中学の頃は引きこもりで、過去に何かを抱えた少年だとは聞いていたが、それだけのありふれたような存在に何を求めるのか、風早にはまだ理解はできていない。
「それで、彼には今後どのようなことを?」
担任として聞くべきだと思った。一応は平等に接するべきだから。
「普通通りさ。いくら私とて、学校の育成方針を捻じ曲げて彼に興味を注ぐことはしない。だが、普通通りだからこそ、彼の才能は発揮される。その上で、何が起きても違反ではなければ、君も止めてはいけないよ?風早くん」
「それはもちろんですが、一体何を彼にしようと?」
「言っているだろう?彼には何もしない。普通通りだと」
「ですが、何か彼に対して特別なことを企てているような言い方ではないですか」
「まぁ、実際彼は特別だからな。誰の手も加えられていない、自然体の特別だ。だからこそ、自然と物語は進むんだ」
「……どういうことです?」
「では知りたがりの君に教えようか。彼の特別について」
風早がゴクリと生唾を飲まされたのは久しぶりだった。目の前の理事長との関係は実に教員3年と少しの期間あるが、その間で何度も思わされてきた。八千代慎也は本気だと。

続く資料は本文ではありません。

PR #1464, opened 2015-10-06
fix type hint for User

nicosomb:


j0k3r:
Well, if there is this error, this means there is no test that cover that line :warning:

nicosomb:
OK, but we never wrote tests for methods like that. What do you suggest?

j0k3r:
How did you see the error?

nicosomb:
Not locally, when I deployed and when I ... launch a command maybe, I can't remember, it was yesterday.

PR #1471, opened 2015-10-07
implement bookmarklet

nicosomb:
Do we need a test for this PR?

### DIFF
--- a/src/Wallabag/CoreBundle/Controller/EntryController.php
+++ b/src/Wallabag/CoreBundle/Controller/EntryController.php
@@ -15,6 +15,23 @@ use Pagerfanta\Pagerfanta;
 class EntryController extends Controller
 {
     /**
+     * @param Entry $entry
+     */
+    private function updateEntry(Entry $entry)
+    {
+        try {
+            $entry = $this->get('wallabag_core.content_proxy')->updateEntry($entry, $entry->getUrl());
+            $em = $this->getDoctrine()->getManager();
+            $em->persist($entry);
+            $em->flush();
+        } catch (\Exception $e) {
+            return false;
+        }
+
+        return true;
+    }
+
+    /**
      * @param Request $request
      *
      * @Route("/new-entry", name="new_entry")
@@ -30,12 +47,7 @@ class EntryController extends Controller
         $form->handleRequest($request);
 
         if ($form->isValid()) {
-            $entry = $this->get('wallabag_core.content_proxy')->updateEntry($entry, $entry->getUrl());
-
-            $em = $this->getDoctrine()->getManager();
-            $em->persist($entry);
-            $em->flush();
-
+            $this->updateEntry($entry);
             $this->get('session')->getFlashBag()->add(
                 'notice',
                 'Entry saved'
@@ -47,6 +59,22 @@ class EntryController extends Controller
         return $this->render('WallabagCoreBundle:Entry:new_form.html.twig', array(
             'form' => $form->createView(),
         ));
+    }
+
+    /**
+     * @param Request $request
+     *
+     * @Route("/bookmarklet", name="bookmarklet")
+     *
+     * @return \Symfony\Component\HttpFoundation\Response
+     */
+    public function addEntryViaBookmarklet(Request $request)
+    {
+        $entry = new Entry($this->getUser());
+        $entry->setUrl($request->get('url'));
+        $this->updateEntry($entry);
+
+        return $this->redirect($this->generateUrl('homepage'));
     }
 
     /**
--- a/src/Wallabag/CoreBundle/Tests/Controller/EntryControllerTest.php
+++ b/src/Wallabag/CoreBundle/Tests/Controller/EntryControllerTest.php
@@ -31,6 +31,31 @@ class EntryControllerTest extends WallabagCoreTestCase
         $this->assertCount(1, $crawler->filter('button[type=submit]'));
     }
 
+    public function testPostNewViaBookmarklet()
+    {
+        $this->logInAs('admin');
+        $client = $this->getClient();
+
+        $crawler = $client->request('GET', '/');
+
+        $this->assertCount(4, $crawler->filter('div[class=entry]'));
+
+        // Good URL
+        $crawler = $client->request('GET', '/bookmarklet', array('url' => $this->url));
+        $this->assertEquals(302, $client->getResponse()->getStatusCode());
+        $crawler = $client->followRedirect();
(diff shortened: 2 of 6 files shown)


src/Wallabag/CoreBundle/Controller/EntryController.php
```diff
@@ -52,6 +58,22 @@ public function addEntryFormAction(Request $request)
...
      *
+     * @Route("/w", name="new_bookmarklet")
+     *
+     * @return \Symfony\Component\HttpFoundation\Response
+     */
+    public function addEntryViaBookmarklet(Request $request)
+    {
+        $entry = new Entry($this->getUser());
+        $entry->setUrl($request->get('url'));
+        $this->updateEntry($entry);
```
j0k3r: You can simplify to :

```php
$this->updateEntry(new Entry($this->getUser()), $request->get('url'));
```

src/Wallabag/CoreBundle/Controller/EntryController.php
```diff
@@ -15,6 +15,17 @@
...
+     */
+    private function updateEntry(Entry $entry)
+    {
+        $entry = $this->get('wallabag_core.content_proxy')->updateEntry($entry, $entry->getUrl());
+
+        $em = $this->getDoctrine()->getManager();
+        $em->persist($entry);
+        $em->flush();
+    }
+    /**
```
j0k3r: You should add one empty line before

src/Wallabag/CoreBundle/Resources/views/base.html.twig
```diff
@@ -73,5 +73,9 @@
             {{ warning_message | raw }}
         </div>
         {% endif %}
+        <script src="{{ asset('themes/_global/js/hideShowPassword.min.js') }}"></script>
```
j0k3r: Shouldn't this be included only in the registration page ?

src/Wallabag/CoreBundle/Controller/EntryController.php
```diff
@@ -52,6 +58,22 @@ public function addEntryFormAction(Request $request)
     /**
      * @param Request $request
      *
+     * @Route("/w", name="new_bookmarklet")
+     *
+     * @return \Symfony\Component\HttpFoundation\Response
+     */
+    public function addEntryViaBookmarklet(Request $request)
```
j0k3r: You might need a test for that action.
And shouldn't this method be `addEntryViaBookmarkletAction` instead?

And why `/w` ?

nicosomb: Because I had to define a route.

Envoyé depuis mon appareil Android.

-----Original Message-----

j0k3r: Why not `/bookmarklet` then?

nicosomb: I wanted a shorter route, but why not bookmarklet :-)

src/Wallabag/CoreBundle/Resources/views/base.html.twig
nicosomb: nothing to do in this PR. sorry.

nicosomb:
Route changed & test added.

src/Wallabag/CoreBundle/Controller/EntryController.php
```diff
@@ -52,6 +59,25 @@ public function addEntryFormAction(Request $request)
...
      * @param Request $request
      *
+     * @Route("/bookmarklet", name="bookmarklet")
+     *
+     * @return \Symfony\Component\HttpFoundation\Response
+     */
+    public function addEntryViaBookmarklet(Request $request)
+    {
+        $url = $request->get('url');
+        if (filter_var($url, FILTER_VALIDATE_URL)) {
```
j0k3r: I'm curious, what happend if you don't do that? You got an exception or sth?
This kind of verification is already done in graby.

src/Wallabag/CoreBundle/Tests/Controller/EntryControllerTest.php
```diff
@@ -31,6 +31,30 @@ public function testGetNew()
...
+        $this->assertCount(5, $crawler->filter('div[class=entry]'));
+
+        // Bad URL
+        $crawler = $client->request('GET', '/bookmarklet', array('url' => 'fakeURL'));
+        $this->assertEquals(302, $client->getResponse()->getStatusCode());
+        $crawler = $client->followRedirect();
+        $crawler = $client->request('GET', '/');
+        $this->assertCount(5, $crawler->filter('div[class=entry]'));
+    }
+
```
j0k3r: Instead of updating all count below, you should better remove the entry after added it.
You can remove it using the url.

src/Wallabag/CoreBundle/Controller/EntryController.php
nicosomb: It's an exception launched by graby. I have to catch it in fact.

src/Wallabag/CoreBundle/Tests/Controller/EntryControllerTest.php
nicosomb: ok

nicosomb:
I removed the test about  "Bad URL". In fact, the behaviour if we have a bad URL is the same as before: we create a new entry with no content and "fakeURL" in the URL field. 
I think it has to be fixed in graby maybe.

nicosomb:
Tests are green but GitHub lost the relation with travis https://travis-ci.org/wallabag/wallabag

j0k3r:
Maybe there is something to fix in graby but ContentProxy also need to handle Exception in case of graby fail.
We'll do that later

src/Wallabag/CoreBundle/Controller/EntryController.php
```diff
@@ -5,6 +5,7 @@
 use Sensio\Bundle\FrameworkExtraBundle\Configuration\Route;
 use Symfony\Bundle\FrameworkBundle\Controller\Controller;
 use Symfony\Component\HttpFoundation\Request;
+use Symfony\Component\Security\Acl\Exception\Exception;
```
j0k3r: Is it used somewhere?

nicosomb: thanks for your vigilence.

nicosomb:
ready to be rebased.

j0k3r:
Good to be rebased and then merged :+1:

学生に対して、成長という点に於いて重視して真剣に、そして干渉しないよう学生だけの学校を築こうと必死に取り組んできた男。だからまただろう。今回も壮大で稀有な学校生活を切り開こうと、謎の生徒を連れてきたのは。
それを確信したから、風早は説明をただ無心に待っていた。
「今回勧誘した彼は――完全に感情の欠如した生徒だ。喜怒哀楽を初めとした感情がなく、多情を持たないから所謂AIのような存在だ。ただ相手と会話するだけで、そこに意味はない。会話しても笑わなければ泣きもしない。怒らなければ悲壮感漂うこともない。そんな無の権化。それが六辻遥という子だ。そんな存在がもし、相性によって生活を左右される学校に通ったなら、どんな反応が起こるだろう。それも、六辻遥ではない他人と相性のいい生徒と、六辻遥が関わってしまって、相性の善し悪しの根底が崩れたら?」
「……まさか」
「そう。一気に相性は瓦解する。相性の良い生徒を1人は必ず用意する我が校で、唯一相性の良い生徒の居ない彼が、全く相性の関係ない生徒と関わることによって、相性という概念が崩れるかもしれない。そうなれば、予め専門家やAIの予想していた相性も意味はない。そこから全てが不明となるわけだ」
例えば、元々関わるように相性が定められた人たちが接触して、仲を深めて幸せに学校生活を送りつつ、成績もキープすることが確約されたような関係だったとする。そこに六辻遥が加わるだけで、その関係は瓦解するかもしれないということ。
つまり、六辻遥に関わられた人は、相性が大きく変化する可能性を持ったということでもある。
それは。
「それは、許されることなのですか?それでは、相性選別という入学時の基準が無意味になったも同然ではないですか」
相性の良い相手を失うかも知れないということ。それは、入学前に言っていたことを無しにして、更には孤独になってしまう可能性も背負ってしまうということ。風早も、流石に容認できるのかと、語気強めに言った。
「いいや、そんなことはない。ただ、彼に関わられたら変わる可能性があるだけのこと。絶対ではないのなら、全く問題ではないな」
「……ですが」
それもそうだと納得する自分がいた。入学時には平等であり、その先は教育方針である、生徒が自ら進んで成長することに、全く間違いはないのだから。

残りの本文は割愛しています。